В этот сезон я долго в Судаке не задержался. Во-первых, соскучился по Гале. Во-вторых, в конце лета должна была состояться спартакиада народов СССР, где я должен был участвовать в выступлениях гимнастов на ее торжественном открытии. Поэтому мы с приятелем вылетели вскоре в Москву, оставив мотоцикл на зиму у знакомых. За месяц до спартакиады меня забрали на сборы по подготовке к ней. Мы жили в гостинице «Золотой колос» на полном пансионе и репетировали свои выступления на площади около скульптуры Мухиной «Рабочий и колхозница». Мне удалось достать два пригласительных билета на первый день открытия, и Галочка с подругой получили удовольствие от этого феерического зрелища.

1959 – 1960 гг.

Институт. Женитьба. Приработки. Снова Судак. «Чертов мостик».

Сердоликовая бухта.

Начались занятия в институте. Если первый курс прошел у нас в здании бывшего медицинского факультета МГУ на Моховой, то второй и последующие мы учились уже на Пироговке, где широко раскинулся целый квартал факультетов и клиник нашего института. Я стал получать стипендию 35 рублей в месяц и подрабатывать в институте медицинской информации, переводя и реферируя, научные статьи с немецкого языка на русский.

Новый год мы встретили вдвоем с Галей в ресторане «Ленинградский». Гале после школы не удалось пройти конкурс в МАИ, и она пошла работать в один из закрытых институтов чертежником.

Посоветовшись с мамой и получив письменной согласие от отчима, я сделал Гале предложение выйти за меня замуж. Теперь нужно было согласие ее родителей. Галя жила с бабушкой и дедом в старинном особняке, принадлежащим ипподрому и находящимся недалеко от него. В молодые годы дед служил там наездником. Ее мать сразу после войны повторно вышла замуж, и они с мужем жили отдельно. Согласие тех и других мы получили и решили расписаться в августе в день моего рожденья.
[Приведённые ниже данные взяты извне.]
PR #246, opened 2024-07-29
Search panel + text edit box UI generation

Hop311:


Spartan322 (commented):
Works on Linux but it passes move events to the map. (also reveals that we should be explicitly sending all localization strings as [utf8](https://github.com/godotengine/godot-cpp/blob/f2b521f55a0a2ba7080418ba898b97028da6134a/src/variant/char_string.cpp#L175), normal string initialization presumes [latin 1 encoding](https://en.wikipedia.org/wiki/ISO/IEC_8859-1))

Spartan322 (approved):

PR #250, opened 2024-08-01
Add movement prevention if any gui has focus

### LINKED ISSUE #248: Focused GUI elements do not consume map movement keybinds
For example if an input field has keyboard focus and the player taps the `A` key, an `a` character will appear in the input field and would move the map westward.

Spartan322:
Fixes #248 
Remove _cardinal_movement_vector function in favor of variable

Move map movement handling to _unhandled_input


Hop311 (approved):
Tested on Windows together with search-panel commit 👍

PR #252, opened 2024-08-20
Add cursor support

Nemrav:
Draft, loads cursors, animated and not animated, handles switching between cursors.
Currently contains code just for testing/demoing: right click the mouse to cycle through loaded cursors. The watch is set as an i-beam cursor so that you can try hovering over a text field (ex. in the new-game menu) to observe how the Cursor Manager handles auto-switching between animated cursors.

Loading of the cursors and generating new resolutions handled by the c++ side CursorSingleton. Managing what frame to display, and when to switch cursors handled by gdscript side CursorManager. This architecture is because we want a c++ dataloader, but we also need to listen to the scene tree to know when its safe to call a hardware cursor change.

Possible improvements:
- Doesn't support the full image spec (unhandled things like 16bit colour images that vic2 doesn't use)
- Might want to change how I handle collecting both .cur and .CUR files in the loading function (perhaps a new, "ignore-case" parameter for `.lookup_files_in_dir_recursive`?
- CursorManager creates a new `compat_Cursor` inner class whenever we switch cursors, which re-fetches the cursor stored in CursorSingleton. We can store a list of all compat_cursors to avoid this.

### DIFF
--- a/extension/doc_classes/CursorSingleton.xml
+++ b/extension/doc_classes/CursorSingleton.xml
@@ -1,0 +1,76 @@
+<?xml version="1.0" encoding="UTF-8" ?>
+<class name="CursorSingleton" inherits="Object" xmlns:xsi="http://www.w3.org/2001/XMLSchema-instance" xsi:noNamespaceSchemaLocation="https://raw.githubusercontent.com/godotengine/godot/master/doc/class.xsd">
+	<brief_description>
+	</brief_description>
+	<description>
+		This singleton handles the dataloading and access to the windows .cur and .ani cursors found in the [code]/cursors[/code] folder. The functionality for setting and animating the cursors is done by the CursorManager gd script.
+	</description>
+	<tutorials>
+	</tutorials>
+	<methods>
+		<method name="generate_resolution">
+			<return type="void" />
+			<param index="0" name="cursor_name" type="StringName" default="&quot;normal&quot;" />
+			<param index="1" name="base_resolution_index" type="int" default="0" />
+			<param index="2" name="target_resolution" type="Vector2" default="Vector2(64, 64)" />
+			<description>
+				Takes the cursor image at [param base_resolution_index] then scales it to [param target_resolution] then saves it to the image as an extra resolution option.
+			</description>
+		</method>
+		<method name="get_animation_length" qualifiers="const">
+			<return type="int" />
+			<param index="0" name="cursor_name" type="StringName" default="&quot;normal&quot;" />
+			<description>
+				Returns the length of the sequence for the cursor [param cursor_name]. This will be greater than or equal to the number of animation frames.
+			</description>
+		</method>
+		<method name="get_display_rates" qualifiers="const">
+			<return type="PackedFloat32Array" />
+			<param index="0" name="cursor_name" type="StringName" default="&quot;normal&quot;" />
+			<description>
+				Returns an array containing how long each frame should last for an animated cursor [param cursor_name]. The size of this array will be the same as the size of the sequence array.
+			</description>
+		</method>
+		<method name="get_frames" qualifiers="const">
+			<return type="ImageTexture[]" />
+			<param index="0" name="cursor_name" type="StringName" default="&quot;normal&quot;" />
+			<param index="1" name="resolution_index" type="int" default="0" />
+			<description>
+				Returns an array of [ImageTexture] animation frames given a [param cursor_name] and a [param resolution_index].
+			</description>
+		</method>
+		<method name="get_hotspots" qualifiers="const">
+			<return type="PackedVector2Array" />
+			<param index="0" name="cursor_name" type="StringName" default="&quot;normal&quot;" />
+			<param index="1" name="resolution_index" type="int" default="0" />
+			<description>
+				Returns an array of cursor click positions given a [param cursor_name] and [param resolution_index].
+			</description>
+		</method>
+		<method name="get_resolutions" qualifiers="const">
+			<return type="PackedVector2Array" />
+			<param index="0" name="cursor_name" type="StringName" default="&quot;normal&quot;" />
+			<description>
+				Returns an array of all the image resolutions contained in the cursor.
+			</description>
+		</method>
+		<method name="get_sequence" qualifiers="const">
+			<return type="PackedInt32Array" />
+			<param index="0" name="cursor_name" type="StringName" default="&quot;normal&quot;" />
+			<description>
+				Returns a list of frame indices used to produce an animation.
+			</description>
+		</method>
+		<method name="load_cursors">
+			<return type="int" enum="Error" />
+			<description>
+				Loads the cursors from the [code]/cursors[/code] folder. This function must be called before any other cursor related function.
+			</description>
+		</method>
+	</methods>
+	<members>
+		<member name="cursor_names" type="StringName[]" setter="" getter="get_cursor_names" default="[]">
+			A list of cursor file names.
+		</member>
+	</members>
+</class>
--- a/extension/src/openvic-extension/singletons/CursorSingleton.cpp
+++ b/extension/src/openvic-extension/singletons/CursorSingleton.cpp
@@ -1,0 +1,615 @@
+#include "CursorSingleton.hpp"
+
+#include <cstdint>
+#include <vector>
+
+#include <godot_cpp/classes/dir_access.hpp>
+#include <godot_cpp/classes/input.hpp>
+#include <godot_cpp/classes/scene_tree.hpp>
+#include <godot_cpp/core/error_macros.hpp>
+#include <godot_cpp/variant/packed_float32_array.hpp>
+#include <godot_cpp/variant/packed_int32_array.hpp>
+#include <godot_cpp/variant/packed_vector2_array.hpp>
+#include <godot_cpp/variant/string.hpp>
+
+#include <godot_cpp/classes/global_constants.hpp>
+#include <godot_cpp/variant/packed_byte_array.hpp>
+#include <openvic-simulation/utility/Logger.hpp>
+#include <openvic-extension/utility/ClassBindings.hpp>
+#include <openvic-extension/utility/Utilities.hpp>
+
+using namespace godot;
+using namespace OpenVic;
+
+void CursorSingleton::_bind_methods() {
+	OV_BIND_METHOD(CursorSingleton::load_cursors);
+	OV_BIND_METHOD(CursorSingleton::get_frames, {"cursor_name","resolution_index"}, "normal", 0);
+	OV_BIND_METHOD(CursorSingleton::get_hotspots, {"cursor_name","resolution_index"}, "normal", 0);
+	OV_BIND_METHOD(CursorSingleton::get_animation_length, {"cursor_name"}, "normal");
+	OV_BIND_METHOD(CursorSingleton::get_display_rates, {"cursor_name"}, "normal");
+	OV_BIND_METHOD(CursorSingleton::get_sequence, {"cursor_name"}, "normal");
+	OV_BIND_METHOD(CursorSingleton::get_resolutions, {"cursor_name"}, "normal");
+	OV_BIND_METHOD(CursorSingleton::generate_resolution, {"cursor_name", "base_resolution_index", "target_resolution"}, "normal", 0, Vector2(64,64));
+	OV_BIND_METHOD(CursorSingleton::get_cursor_names);
+
+	ADD_PROPERTY(PropertyInfo(
+		Variant::ARRAY,
+		"cursor_names", PROPERTY_HINT_ARRAY_TYPE,
+		"StringName"),
+	"", "get_cursor_names");
+}
+
+CursorSingleton* CursorSingleton::get_singleton() {
+	return _singleton;
+}
+
+CursorSingleton::CursorSingleton() {
+	ERR_FAIL_COND(_singleton != nullptr);
+	_singleton = this;
+}
+
+CursorSingleton::~CursorSingleton() {
+	ERR_FAIL_COND(_singleton != this);
+	_singleton = nullptr;
+}
+
+TypedArray<StringName> CursorSingleton::get_cursor_names() const {
+	return cursor_names;
+}
+
+TypedArray<ImageTexture> CursorSingleton::get_frames(StringName const& name, int32_t res_index) const {
+	const cursor_map_t::const_iterator it = cursors.find(name);
+	ERR_FAIL_COND_V_MSG(it == cursors.end(), {}, vformat("Cursor \"%s\" not found", name));
+
+	std::vector<TypedArray<ImageTexture>> const& images = it->second.images;
+	ERR_FAIL_INDEX_V_MSG(res_index, images.size(), {}, vformat("Invalid image index for cursor \"%s\": %d", name, res_index));
+
+	return images[res_index];
+}
+
+PackedVector2Array CursorSingleton::get_hotspots(StringName const& name, int32_t res_index) const {
+	const cursor_map_t::const_iterator it = cursors.find(name);
+	ERR_FAIL_COND_V_MSG(it == cursors.end(), {}, vformat("Cursor \"%s\" not found", name));
+
+	std::vector<PackedVector2Array> const& hotspots = it->second.hotspots;
+	ERR_FAIL_INDEX_V_MSG(res_index, hotspots.size(), {}, vformat("Invalid hotspot index for cursor \"%s\": %d", name, res_index));
+
+	return hotspots[res_index];
+}
+
+int32_t CursorSingleton::get_animation_length(StringName const& name) const {
+	const cursor_map_t::const_iterator it = cursors.find(name);
+	ERR_FAIL_COND_V_MSG(it == cursors.end(), {}, vformat("Cursor \"%s\" not found", name));
+	
+	return it->second.animation_length;
+}
+
+PackedVector2Array CursorSingleton::get_resolutions(StringName const& name) const {
+	const cursor_map_t::const_iterator it = cursors.find(name);
+	ERR_FAIL_COND_V_MSG(it == cursors.end(), {}, vformat("Cursor \"%s\" not found", name));
+
+	return it->second.resolutions;
+}
+
+PackedFloat32Array CursorSingleton::get_display_rates(StringName const& name) const {
+	const cursor_map_t::const_iterator it = cursors.find(name);
+	ERR_FAIL_COND_V_MSG(it == cursors.end(), {}, vformat("Cursor \"%s\" not found", name));
+
+	return it->second.display_rates.value_or(PackedFloat32Array());
+}
+
+PackedInt32Array CursorSingleton::get_sequence(StringName const& name) const {
+	const cursor_map_t::const_iterator it = cursors.find(name);
+	ERR_FAIL_COND_V_MSG(it == cursors.end(), {}, vformat("Cursor \"%s\" not found", name));
+
+	return it->second.sequence.value_or(PackedInt32Array());
+}
+
+void CursorSingleton::generate_resolution(StringName const& name, int32_t base_res_index, Vector2 target_res) {
+	cursor_map_t::iterator it = cursors.find(name);
+	ERR_FAIL_COND_MSG(it == cursors.end(), vformat("Cursor \"%s\" not found", name));
+	cursor_asset_t& cursor = it.value();
+
+	ERR_FAIL_INDEX_MSG(
+		base_res_index, cursor.images.size(), vformat("Invalid image index for cursor \"%s\": %d", name, base_res_index)
+	);
+
+	TypedArray<ImageTexture> const& images = cursor.images[base_res_index];
+	PackedVector2Array const& hotspots = cursor.hotspots[base_res_index];
+	const Vector2 resolution = cursor.resolutions[base_res_index];
+	TypedArray<ImageTexture> new_frameset;
+	PackedVector2Array new_hotspots;
+
+	for (size_t index = 0; index < images.size(); index++) {
+		Ref<ImageTexture> const& texture = images[index];
+		Ref<Image> image;
+		image.instantiate();
+		image->copy_from(texture->get_image());
+		image->resize(target_res.x, target_res.y, Image::INTERPOLATE_BILINEAR);
+		new_frameset.push_back(ImageTexture::create_from_image(image));
+		new_hotspots.push_back((hotspots[index] * target_res / resolution).floor());
+	}
+
+	cursor.images.push_back(new_frameset);
+	cursor.hotspots.push_back(new_hotspots);
+	cursor.resolutions.push_back(target_res);
+}
+
+static constexpr std::string_view cursor_directory = "gfx/cursors";
+
+static String _to_define_file_name(String const& path) {
+	static const String backslash = "\\";
+	static const String forwardslash = "/";
+	static const String cursor_directory_forwardslash = Utilities::std_to_godot_string(cursor_directory) + forwardslash;
+	static const String dot = ".";
+	return path.replace(backslash, forwardslash).get_slice(cursor_directory_forwardslash, 1).get_slice(dot, 0);
+}
+
+Error CursorSingleton::load_cursors() {
+	GameSingleton const* game_singleton = GameSingleton::get_singleton();
+	ERR_FAIL_NULL_V_MSG(game_singleton, FAILED, "Error retrieving GameSingleton");
+
+	//there is also a png file in the folder we don't want to bother loading
+	//so don't just load everything in the directory
+
+	//We need to load both ".cur" and ".CUR" files
+	Dataloader::path_vector_t cursor_files = game_singleton->get_dataloader()
+		.lookup_files_in_dir_recursive(cursor_directory, ".cur");
+
+	Dataloader::path_vector_t CURsor_files = game_singleton->get_dataloader()
+		.lookup_files_in_dir_recursive(cursor_directory, ".CUR");
+	cursor_files.insert(std::end(cursor_files),std::begin(CURsor_files),std::end(CURsor_files));
+
+	Dataloader::path_vector_t animated_cursor_files = game_singleton->get_dataloader()
+		.lookup_files_in_dir_recursive(cursor_directory, ".ani");
+	
+	if (cursor_files.empty() && animated_cursor_files.empty()){
+		Logger::error("failed to load cursors: no files in cursors directory");
+		return FAILED;
+	}
+
+	Error ret = OK;
+
+	for(fs::path const& file_name : cursor_files) {
+		String file = Utilities::std_to_godot_string(file_name.string());
+		StringName name = _to_define_file_name(file);
+
+		if (!_load_cursor_cur(name,file)){
+			Logger::error("failed to load normal cursor at path ", file_name);
+			ret = FAILED;
+		}
+	}
+
+	for(fs::path const& file_name : animated_cursor_files) {
+		String file = Utilities::std_to_godot_string(file_name.string());
+		StringName name = _to_define_file_name(file);
+
+		if (!_load_cursor_ani(name,file)){
+			Logger::error("failed to load animated cursor at path ", file_name);
+			ret = FAILED;
+		}
+	}
+
+	return ret;
+}
+
+static constexpr int32_t _reverser_lookup[] {
+	0x0, 0x8, 0x4, 0xc, 0x2, 0xa, 0x6, 0xe,
+	0x1, 0x9, 0x5, 0xd, 0x3, 0xb, 0x7, 0xf
+};
+static constexpr int32_t _reverse_bits(int32_t byte, int32_t bits_per_pixel=8) {
+	int32_t a = _reverser_lookup[(byte & 0b1111)] << 4;
+	int32_t b = _reverser_lookup[byte >> 4];
+	int32_t c = b | a;
+	return c >> (8-bits_per_pixel);
+}
+
+static constexpr int32_t _rotate_right(int32_t byte, int32_t size=8) {
+	return ((byte & 0b1) << (size-1)) | (byte >> 1);
+}
+
+static int32_t _load_int_256(Ref<FileAccess> const& file) {
+	int32_t value = file->get_8();
+	if (value == 0) value = 256;
+	return value;
+}
+
+static constexpr int32_t _get_row_start(int32_t x_coord, int32_t y_coord, int32_t bits_per_pixel) {
+	x_coord *= bits_per_pixel;
+	int32_t row_count = (x_coord + 31) >> 5;
+	return row_count * y_coord * 4; // 4 bytes per row * rows down
+}
+
+static constexpr int32_t _select_bits(uint8_t const* data, int32_t row_start, int32_t first_bit, int32_t bit_count) {
+	int32_t byte_index = first_bit >> 3;
+	int32_t bit_in_byte_index = first_bit & 0b111;
+	if (bit_in_byte_index + bit_count > 8) {
+		Logger::error("Attempted to select bits outside of a byte.");
+		return 0;
+	}
+	int32_t byte = _reverse_bits(*(data+row_start+byte_index));
+	int32_t selected = (byte >> bit_in_byte_index) & ((1 << bit_count) - 1);
+
+	//TODO: questionable hack, nothing in the spec suggests we should need to do this
+	if (bit_count > 1 && selected != 0){
+		return _rotate_right(selected,4);
+	}
+	return selected;
+}
+
+static constexpr bool _read_AND_mask(
+	uint8_t const* data, int32_t pixel_x, int32_t pixel_y, int32_t x_dimension, int32_t offset) {
+	
+	int32_t row_start = _get_row_start(x_dimension, pixel_y, 1);
+	int32_t and_bit = _select_bits(data, row_start + offset,pixel_x, 1);
+	return !and_bit;
+}
+
+static void _pixel_palette_lookup(
+		PackedByteArray const& data, PackedByteArray& pixel_data, uint32_t i,
+		PackedByteArray const& palette, int32_t coord_x, int32_t coord_y, int32_t x_dimension,
+		int32_t offset, bool transparent, int32_t bits_per_pixel) {
+	
+	int32_t row_start = _get_row_start(x_dimension, coord_y, bits_per_pixel);
+	int32_t pixel_bits = _select_bits(data.ptr(), row_start + offset, coord_x*bits_per_pixel, bits_per_pixel);
+	
+	if ((pixel_bits+1)*4 > palette.size()){
+		Logger::error("attempted to select invalid colour palette entry, ", pixel_bits);
+		return;
+	}
+	
+	//pixel bits serves as an index into the colour palette. We need to multiply the index by the number of bytes per colour (4)
+	pixel_data[(i*4) + 0] = palette[pixel_bits*4 + 0];
+	pixel_data[(i*4) + 1] = palette[pixel_bits*4 + 1];
+	pixel_data[(i*4) + 2] = palette[pixel_bits*4 + 2];
+	pixel_data[(i*4) + 3] = 0xFF * transparent; //a
+}
+
+/*
+24bit pixel support here is questionable:
+the spec (per daubnet) says we should pad bytes to end things on 32bit boundaries
+but the singular example of a 24bit cursor found on the internet does things like this.
+So emit a warning when trying to load one of these
+*/
+static void _read_24bit_pixel(
+	PackedByteArray const& image_data, PackedByteArray& pixel_data,
+	int32_t i, int32_t offset, bool opaque) {
+
+	if((i+1)*3 > image_data.size()){
+		Logger::error("Pixel ", i, "tried to read from a pixel data array of max size ", pixel_data.size());
+		return;
+	}
+
+	pixel_data[(i*4) + 0] = image_data[offset + (i*3) + 2]; //r
+	pixel_data[(i*4) + 1] = image_data[offset + (i*3) + 1]; //g
+	pixel_data[(i*4) + 2] = image_data[offset + (i*3) + 0]; //b
+	pixel_data[(i*4) + 3] = 0xFF * opaque; //a
+}
+
+static void _read_32bit_pixel(
+	PackedByteArray const& image_data, PackedByteArray& pixel_data,
+	int32_t i, int32_t offset, bool opaque) {
+
+	if((i+1)*4 > image_data.size()){
+		Logger::error("Pixel ", i, "tried to read from a pixel data array of max size ", pixel_data.size());
+		return;
+	}
+
+	pixel_data[(i*4) + 0] = image_data[offset + (i*4) + 2]; //r
+	pixel_data[(i*4) + 1] = image_data[offset + (i*4) + 1]; //g
+	pixel_data[(i*4) + 2] = image_data[offset + (i*4) + 0]; //b
+	pixel_data[(i*4) + 3] = image_data[offset + (i*4) + 3] * opaque; //a
+}
+
+//used to load a .cur file from a file (could be the a whole .cur file, or a .cur within a .ani file)
+static CursorSingleton::image_hotspot_pair_asset_t _load_pair(Ref<FileAccess> const& file) {
+	CursorSingleton::image_hotspot_pair_asset_t pairs = {};
+
+	//.cur's within .anis won't start of the beginning of the file, so save where they start
+	int32_t base_offset = file->get_position();
+
+	//.cur header
+	int32_t reserved = file->get_16();
+	int32_t type = file->get_16(); //1=ico, 2=cur
+	int32_t images_count = file->get_16();
+	
+	//all the images
+	for(int32_t i=0; i<images_count; i++){
+		Vector2i dimensions = Vector2i(_load_int_256(file),_load_int_256(file)); //TODO
+		int32_t palette = file->get_8();
+		file->get_8(); //int32_t img_reserved
+		
+		Vector2i hotspot = Vector2i();
+		hotspot.x = file->get_16();
+		hotspot.y = file->get_16();
+
+		int32_t data_size = std::min(static_cast<uint64_t>(file->get_32()), file->get_length() - file->get_position());
+		int32_t data_offset = file->get_32();
+
+		//This image header information is sequential in the data, but the images aren't necessarily
+		// so save the current position, get the image data and return so we're ready for the next image header
+		int32_t end_of_image_header = file->get_position();
+
+		file->seek(data_offset+base_offset);
+		PackedByteArray const& image_data = file->get_buffer(data_size);
+		file->seek(end_of_image_header);
+
+		Ref<Image> image = Ref<Image>();
+		image.instantiate();
+	
+		//PNGs are stored in their entirety, so use Godot's internal loader
+		if (image_data.slice(1,4).get_string_from_ascii() == "PNG") {
+			image->load_png_from_buffer(image_data);
+		}
+		else { //BMP based cursor, have to load this manually
+			//int32_t dib_header_size = image_data.decode_u32(0);
+
+			//this is the combined sized of the picture and the transparency bitmask
+			// (ex. 32x32 dimension image becomes 32x64 here)
+			//Vector2i combined_dimensions = Vector2i(image_data.decode_u32(4),image_data.decode_u32(8));
+			//int32_t colour_planes = image_data.decode_u16(12);
+			int32_t bits_per_pixel = image_data.decode_u16(14);
+			if (bits_per_pixel <= 8 || bits_per_pixel == 24){
+				Logger::warning("Attempting to import ", bits_per_pixel, "bit cursor, this isn't guaranteed to work");
+			}
+			else if (bits_per_pixel != 32){
+				Logger::error("Invalid or Unsupported bits per pixel while loading cursor image, bpp: ", bits_per_pixel, "loading blank image instead");
+			}
+
+			int32_t size = image_data.decode_u32(20);
+			Vector2i resolution = Vector2i(image_data.decode_s32(24),image_data.decode_s32(28));
+			int32_t palette_size = image_data.decode_u32(32);
+
+			if (palette_size == 0 && bits_per_pixel <= 8){
+				palette_size =  1 << bits_per_pixel;
+			}
+			//int32_t important_colours = image_data.decode_u32(36);
+
+			//for BMPs with 8 bits per pixel or less, the pixel data is actually a lookup to this table here
+			PackedByteArray const& palette = image_data.slice(40,40+(4*palette_size));
+
+			// this is where the image data starts
+			int32_t offset = 40 + palette_size*4;
+
+			//where the transparency AND mask starts
+			int32_t mask_offset = offset + _get_row_start(dimensions.x,dimensions.y,bits_per_pixel);
+
+			PackedByteArray pixel_data = PackedByteArray();
+			pixel_data.resize(dimensions.x*dimensions.y*4);
+			pixel_data.fill(255);
+
+			int32_t i=0;
+			for(int32_t row=0; row < dimensions.y; row++) {
+				for(int32_t col=0; col < dimensions.x; col++) {
+					Vector2i coord = Vector2i(col,row);
+					bool transparent = _read_AND_mask(
+						image_data.ptr(),coord.x,coord.y,dimensions.x,mask_offset
+					);
+					if (bits_per_pixel <= 8){
+						//mostly legacy files, these ones all use a lookup into the colour palette
+						_pixel_palette_lookup(
+							image_data, pixel_data, i, palette, coord.x, coord.y, dimensions.x, offset, transparent, bits_per_pixel
+						);
+					}/*
+					else if (bits_per_pixel == 16) { //TODO
+						//Unsupported, error
+					}*/
+					else if (bits_per_pixel == 24) {
+						//Support Questionable, based on 1 example on the internet as opposed to the actual spec
+						_read_24bit_pixel(
+							image_data, pixel_data, i, offset, transparent
+						);
+					}
+					else if (bits_per_pixel == 32) {
+						//What vic actually uses
+						_read_32bit_pixel(
+							image_data, pixel_data, i, offset, transparent
+						);
+					}
+					i++;
+				}
+			}
+			
+			image = image->create_from_data(dimensions.x,dimensions.y,false, Image::FORMAT_RGBA8,pixel_data);
+			//bmp images are stored bottom to top
+			image->flip_y();
+		}
+		Ref<ImageTexture> image_texture = Ref<ImageTexture>();
+		image_texture.instantiate();
+
+		image_texture = image_texture->create_from_image(image);
+		
+		if (image_texture.is_null()){
+			Logger::error("Image Texture ",Utilities::godot_to_std_string(file->get_path())," was null!");
+		}
+
+		pairs.hotspots.push_back(hotspot);
+		pairs.images.push_back(image_texture);
+		
+	}
+	return pairs;
+
+}
+
+bool CursorSingleton::_load_cursor_ani(StringName const& name, String const& path) {
+	const Ref<FileAccess> file = FileAccess::open(path, FileAccess::ModeFlags::READ);
+
+	const Error err = FileAccess::get_open_error();
+	ERR_FAIL_COND_V_MSG(
+		err != OK || file.is_null(), false, vformat("Failed to open ani file: \"%s\"", path)
+	);
+
+	//read the RIFF container
+	Utilities::read_riff_str(file); //riff_id
+	const uint64_t riff_size = std::min(static_cast<uint64_t>(file->get_32()), file->get_length());;
+	Utilities::read_riff_str(file); //form_type
+
+	//important variables
+	std::vector<TypedArray<ImageTexture>> frames_by_resolution;
+	std::vector<PackedVector2Array> hotspots_by_resolution;
+
+	PackedVector2Array resolutions;
+	PackedFloat32Array display_rates;
+	PackedInt32Array sequence;
+
+	//ani header variables
+	int32_t num_frames = 1;
+	int32_t num_steps = 1;
+	Vector2i dimensions = Vector2i(1,1);
+	int32_t bit_count = 1;
+	int32_t num_planes = 1; //???
+	int32_t display_rate = 1; //how long each frame should last
+	int32_t flags = 0;
+	bool icon_flag = false;
+	bool sequence_flag = false;
+
+
+	while(file->get_position() < riff_size){
+		String id = Utilities::read_riff_str(file);
+		int32_t size = file->get_32();
+		if (id == "LIST"){
+			String list_type = Utilities::read_riff_str(file);
+		}
+		else if (id == "anih"){
+			//hack for some files, there's likely a better way
+			if (size == 36){ 
+				int32_t headerSize = file->get_32();
+			}
+			num_frames = file->get_32();
+			num_steps = file->get_32();
+			dimensions = Vector2i(file->get_32(),file->get_32());
+			bit_count = file->get_32();
+			num_planes = file->get_32();
+			display_rate = file->get_32();
+			flags = file->get_32();
+			icon_flag = flags & 0x1;
+			sequence_flag = flags & 0x2;
+		}
+		else if (id == "icon"){
+
+			int32_t file_access_offset = file->get_position();
+
+			image_hotspot_pair_asset_t pair = _load_pair(file);
+			//basically pushback an array
+
+			//only store the resolutions from one frame
+			if (resolutions.is_empty()){
+				for(int32_t i=0;i<pair.images.size();i++){
+					
+					PackedVector2Array hotspots;
+					TypedArray<ImageTexture> images;
+					images.push_back(pair.images[i]);
+					hotspots.push_back(pair.hotspots[i]);
+					frames_by_resolution.push_back(images);
+					hotspots_by_resolution.push_back(hotspots);
+
+					resolutions.push_back(Vector2(pair.images[i]->get_width(),pair.images[i]->get_height()));
+				}
+
+			}
+			else {
+				if (pair.images.size() != frames_by_resolution.size()){
+					Logger::error(
+						"Malformatted .ani cursor file ",
+						Utilities::godot_to_std_string(name),
+						" had inconsistent number of images per cursor"
+					);
+				}
+				for(int32_t i=0; i<pair.images.size(); i++){
+					frames_by_resolution[i].push_back(pair.images[i]);
+					hotspots_by_resolution[i].push_back(pair.hotspots[i]);
+				}
+			}
+
+			//cursor could have been anywhere in the file, come back to a known position
+			file->seek(file_access_offset + size);
+
+		}
+		else if (id == "seq "){
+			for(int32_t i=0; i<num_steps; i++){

Летом я съездил на короткое время в Судак, где успел попасть ночью на мотоцикле в серьезную аварию. Это была вторая авария. Третья могла стать последней, поэтому я продал разбитый мотоцикл там же в Крыму.

В августе мы с Галей расписались. Около ЗАГСа к нам подошли с микрофоном работники итальянского радио и стали расспрашивать, как и где мы познакомились. На их вопрос, на что мы рассчитываем жить, если не обладаем достаточными доходами, мы, растерявшись, сразу не ответили, Выручила мама, объявив, что родители помогут.

К этому времени число населения в наших двух комнатах уменьшилось. Старшая сводная сестра уехала учиться в Новосибирск и там вышла замуж. Отчим вернулся из Кореи и сразу же, получив назначение заведующего военной кафедрой Горьковского университета, уехал туда. Мама стала жить, как бы, между двух домов. Поэтому нам с Галей выделили отдельную комнату.

Чтобы немного улучшить наше материальное положение, я стал потихоньку сдавать кровь. Сдаешь пол-литра, зато получаешь хороший обед и неплохие деньги.

Весной меня взяли на работу в детскую районную поликлинику врачом на пол ставки. Дипломированных врачей не хватало, вот и затыкали дыры студентами. Я ходил по вызовам и вел прием больных. Накладок и ошибок, слава Богу, не было. В сложных случаях всегда находились рядом более опытные коллеги, которые помогали разобраться. Зато доходы нашей семьи увеличились.

Летом, во время Галиного отпуска, мы полетели в Судак. Там я стал подрабатывать терапевтом. В это время и произошел тот случай с винным подвалом, о котором я уже писал. В Крыму мы целыми днями пропадали на море, лазали по горам, обошли все окрестности, катались на лодках и байдарках. Были, правда, там рискованные моменты, которые, к счастью, окончились благополучно. О двух из них я расскажу.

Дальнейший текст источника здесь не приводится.